▶ THE INPUT:
Issue #4042, opened 2024-01-25
Refactor the `{build,get}_monkey_commandline{_linux,_windows,}()` debacle


mssalvatore:
# Refactor

## Component(s) to be refactored

- `{build,get}_monkey_commandline{_linux,_windows,}()`

## Explanation

There are too many functions with potentially unclear purposes used for building a command-line string for executing Agents. Furthermore, the responsibility of knowing how to build a command-line for executing Agents is shared among all components. Ideally, the Agent would be the only component that knows the specific details how it should be executed. We will attempt to refactor these methods to achieve this goal.

### Design note

The [builder pattern](https://refactoring.guru/design-patterns/builder) is likely a good way to implement this.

▶ EXERCISE PROMPT:
Every line of the listing should be reproduced exactly.

▶ RESULT:
Issue #4042, opened 2024-01-25
Refactor the `{build,get}_monkey_commandline{_linux,_windows,}()` debacle


mssalvatore:
# Refactor

## Component(s) to be refactored

- `{build,get}_monkey_commandline{_linux,_windows,}()`

## Explanation

There are too many functions with potentially unclear purposes used for building a command-line string for executing Agents. Furthermore, the responsibility of knowing how to build a command-line for executing Agents is shared among all components. Ideally, the Agent would be the only component that knows the specific details how it should be executed. We will attempt to refactor these methods to achieve this goal.

### Design note

The [builder pattern](https://refactoring.guru/design-patterns/builder) is likely a good way to implement this.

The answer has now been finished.